** Opening INPUT MATERIAL block **

PR #92, opened 2023-09-15
[ASSIST-311] Impersonate Users to Test Access for Administrators

mxm1070:
https://engage.canyongbs.com/workgroups/group/3/tasks/task/view/311/

The only thing weird about this is a graphical bug:

image

This is caused by a style in the package and I'm not sure how to remove it.


app/Models/User.php
```diff
@@ -260,6 +263,16 @@ public function canAccessPanel(Panel $panel): bool
...
     }
 
+    public function canImpersonate(): bool
+    {
+        return $this->can('authorization.impersonate');
+    }
+
+    public function canBeImpersonated(): bool
+    {
+        return $this->cannot('authorization.super_admin');
```
Orrison, line 274: This should probably just be a role check for `super_admin` I am not sure if we will be keeping this permission.

Orrison (changes requested):
Just had one suggestion and I also pushed up a fix for the sidebar during impersonation.

Orrison (approved):

PR #99, opened 2023-09-18
[ASSIST-365] User Consent

dgoetzit:


app-modules/assistant/composer.lock
danharrin, line 1: Can we remove lock files from packages, as we discussed?

dgoetzit: Done.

** Closing INPUT MATERIAL block **

WORK REQUIRED
Transcribe exactly, and only, the lines that extend from the one containing "PR #99, opened 2023-09-18" to the end of the records above, inclusive of both.

EXERCISE RESULT
PR #99, opened 2023-09-18
[ASSIST-365] User Consent

dgoetzit:


app-modules/assistant/composer.lock
danharrin, line 1: Can we remove lock files from packages, as we discussed?

dgoetzit: Done.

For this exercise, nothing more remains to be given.